Brief.
Beginning with the line below that contains "PR #249, opened 2025-01-10" and ending with the line that contains "-/* we do not", copy every line exactly. Copy nothing else.
Supplied data Start Marker
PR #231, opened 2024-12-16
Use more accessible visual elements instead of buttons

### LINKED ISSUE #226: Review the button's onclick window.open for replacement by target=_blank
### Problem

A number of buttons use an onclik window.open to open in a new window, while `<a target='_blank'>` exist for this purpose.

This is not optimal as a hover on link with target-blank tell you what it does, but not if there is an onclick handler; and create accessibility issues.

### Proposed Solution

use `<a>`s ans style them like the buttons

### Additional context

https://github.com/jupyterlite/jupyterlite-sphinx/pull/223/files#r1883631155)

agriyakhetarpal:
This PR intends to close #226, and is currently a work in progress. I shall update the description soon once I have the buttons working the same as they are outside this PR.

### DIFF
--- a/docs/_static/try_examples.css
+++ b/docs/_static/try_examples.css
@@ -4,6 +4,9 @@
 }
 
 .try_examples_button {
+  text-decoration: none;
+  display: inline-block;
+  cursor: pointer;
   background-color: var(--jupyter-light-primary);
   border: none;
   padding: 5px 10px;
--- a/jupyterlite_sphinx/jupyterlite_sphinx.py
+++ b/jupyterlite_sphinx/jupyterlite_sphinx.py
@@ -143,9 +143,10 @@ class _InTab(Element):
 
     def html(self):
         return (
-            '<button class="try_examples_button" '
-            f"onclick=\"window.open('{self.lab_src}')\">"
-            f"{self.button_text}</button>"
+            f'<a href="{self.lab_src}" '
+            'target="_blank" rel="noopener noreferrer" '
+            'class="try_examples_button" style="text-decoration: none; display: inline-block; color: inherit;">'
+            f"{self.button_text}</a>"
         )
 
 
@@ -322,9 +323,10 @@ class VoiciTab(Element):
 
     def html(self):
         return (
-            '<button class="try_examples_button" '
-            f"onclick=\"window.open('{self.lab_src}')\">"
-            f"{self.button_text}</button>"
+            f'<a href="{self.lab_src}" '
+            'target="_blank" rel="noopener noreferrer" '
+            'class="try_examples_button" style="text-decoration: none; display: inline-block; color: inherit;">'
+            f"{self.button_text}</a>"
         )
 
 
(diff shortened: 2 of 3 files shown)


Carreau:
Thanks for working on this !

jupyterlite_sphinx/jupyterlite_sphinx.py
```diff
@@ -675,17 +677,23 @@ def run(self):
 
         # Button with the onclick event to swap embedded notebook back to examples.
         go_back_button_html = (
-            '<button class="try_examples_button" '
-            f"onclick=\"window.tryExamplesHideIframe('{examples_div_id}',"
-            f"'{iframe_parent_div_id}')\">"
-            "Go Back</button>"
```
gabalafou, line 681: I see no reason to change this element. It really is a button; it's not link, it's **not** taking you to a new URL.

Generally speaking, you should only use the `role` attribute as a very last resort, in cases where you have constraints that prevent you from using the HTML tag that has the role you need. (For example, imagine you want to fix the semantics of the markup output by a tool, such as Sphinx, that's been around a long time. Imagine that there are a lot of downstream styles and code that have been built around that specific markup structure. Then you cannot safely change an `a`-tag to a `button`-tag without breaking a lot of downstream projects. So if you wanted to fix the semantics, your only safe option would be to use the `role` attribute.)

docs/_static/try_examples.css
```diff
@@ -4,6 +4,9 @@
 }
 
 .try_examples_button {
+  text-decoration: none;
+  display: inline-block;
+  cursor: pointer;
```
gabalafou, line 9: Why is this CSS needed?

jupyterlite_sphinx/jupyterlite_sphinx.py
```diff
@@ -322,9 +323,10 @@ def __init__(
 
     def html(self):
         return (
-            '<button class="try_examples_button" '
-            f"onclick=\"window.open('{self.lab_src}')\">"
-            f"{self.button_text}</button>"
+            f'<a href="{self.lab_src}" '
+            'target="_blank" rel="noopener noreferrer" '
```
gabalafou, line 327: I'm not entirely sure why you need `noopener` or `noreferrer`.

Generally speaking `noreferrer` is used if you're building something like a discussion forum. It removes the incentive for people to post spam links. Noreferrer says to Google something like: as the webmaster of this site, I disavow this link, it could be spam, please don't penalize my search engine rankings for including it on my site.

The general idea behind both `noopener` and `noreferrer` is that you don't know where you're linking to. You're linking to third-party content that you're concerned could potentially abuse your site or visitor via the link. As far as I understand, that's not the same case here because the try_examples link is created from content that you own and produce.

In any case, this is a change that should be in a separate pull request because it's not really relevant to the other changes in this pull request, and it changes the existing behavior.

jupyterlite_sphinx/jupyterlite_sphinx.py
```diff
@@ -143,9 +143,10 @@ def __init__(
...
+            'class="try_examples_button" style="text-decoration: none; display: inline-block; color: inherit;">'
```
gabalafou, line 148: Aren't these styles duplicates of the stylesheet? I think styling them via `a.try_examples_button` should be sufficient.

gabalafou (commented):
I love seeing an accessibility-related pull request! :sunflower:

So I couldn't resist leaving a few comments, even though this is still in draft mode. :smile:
Supplied data End Marker
Supplied data Start Marker
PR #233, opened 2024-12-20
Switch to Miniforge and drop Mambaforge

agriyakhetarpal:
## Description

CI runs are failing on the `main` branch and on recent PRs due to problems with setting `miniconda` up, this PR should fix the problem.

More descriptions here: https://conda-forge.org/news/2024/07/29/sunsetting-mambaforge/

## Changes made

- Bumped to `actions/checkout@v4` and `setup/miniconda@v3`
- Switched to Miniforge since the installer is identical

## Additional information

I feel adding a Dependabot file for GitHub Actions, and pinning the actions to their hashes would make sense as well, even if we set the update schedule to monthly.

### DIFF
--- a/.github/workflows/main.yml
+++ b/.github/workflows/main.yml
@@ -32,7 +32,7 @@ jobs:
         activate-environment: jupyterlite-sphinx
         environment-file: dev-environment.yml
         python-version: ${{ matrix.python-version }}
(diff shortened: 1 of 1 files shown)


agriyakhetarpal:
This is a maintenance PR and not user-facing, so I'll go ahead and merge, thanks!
Supplied data End Marker
Supplied data Start Marker
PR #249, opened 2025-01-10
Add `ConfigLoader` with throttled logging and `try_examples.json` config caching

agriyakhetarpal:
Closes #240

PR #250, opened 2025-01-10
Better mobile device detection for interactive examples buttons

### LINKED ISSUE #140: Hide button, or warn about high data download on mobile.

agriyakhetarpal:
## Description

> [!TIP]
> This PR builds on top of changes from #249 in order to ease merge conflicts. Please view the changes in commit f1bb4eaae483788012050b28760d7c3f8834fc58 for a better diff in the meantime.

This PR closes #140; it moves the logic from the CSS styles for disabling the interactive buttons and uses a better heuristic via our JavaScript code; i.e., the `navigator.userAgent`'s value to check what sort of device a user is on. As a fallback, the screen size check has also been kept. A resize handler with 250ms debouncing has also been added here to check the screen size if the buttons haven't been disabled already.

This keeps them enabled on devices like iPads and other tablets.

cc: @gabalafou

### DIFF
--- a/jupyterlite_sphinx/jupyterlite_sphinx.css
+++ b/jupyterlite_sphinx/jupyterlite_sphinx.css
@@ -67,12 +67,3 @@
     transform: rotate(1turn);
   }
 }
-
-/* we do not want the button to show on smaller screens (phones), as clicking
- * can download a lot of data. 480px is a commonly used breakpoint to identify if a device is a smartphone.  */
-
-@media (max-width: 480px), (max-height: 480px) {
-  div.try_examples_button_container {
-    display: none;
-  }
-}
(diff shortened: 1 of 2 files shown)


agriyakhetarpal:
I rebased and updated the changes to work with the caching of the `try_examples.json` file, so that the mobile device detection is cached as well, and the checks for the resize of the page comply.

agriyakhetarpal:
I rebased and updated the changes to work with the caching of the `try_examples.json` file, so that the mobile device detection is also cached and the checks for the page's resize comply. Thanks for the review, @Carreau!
Supplied data End Marker
Response.
PR #249, opened 2025-01-10
Add `ConfigLoader` with throttled logging and `try_examples.json` config caching

agriyakhetarpal:
Closes #240

PR #250, opened 2025-01-10
Better mobile device detection for interactive examples buttons

### LINKED ISSUE #140: Hide button, or warn about high data download on mobile.

agriyakhetarpal:
## Description

> [!TIP]
> This PR builds on top of changes from #249 in order to ease merge conflicts. Please view the changes in commit f1bb4eaae483788012050b28760d7c3f8834fc58 for a better diff in the meantime.

This PR closes #140; it moves the logic from the CSS styles for disabling the interactive buttons and uses a better heuristic via our JavaScript code; i.e., the `navigator.userAgent`'s value to check what sort of device a user is on. As a fallback, the screen size check has also been kept. A resize handler with 250ms debouncing has also been added here to check the screen size if the buttons haven't been disabled already.

This keeps them enabled on devices like iPads and other tablets.

cc: @gabalafou

### DIFF
--- a/jupyterlite_sphinx/jupyterlite_sphinx.css
+++ b/jupyterlite_sphinx/jupyterlite_sphinx.css
@@ -67,12 +67,3 @@
     transform: rotate(1turn);
   }
 }
-
-/* we do not want the button to show on smaller screens (phones), as clicking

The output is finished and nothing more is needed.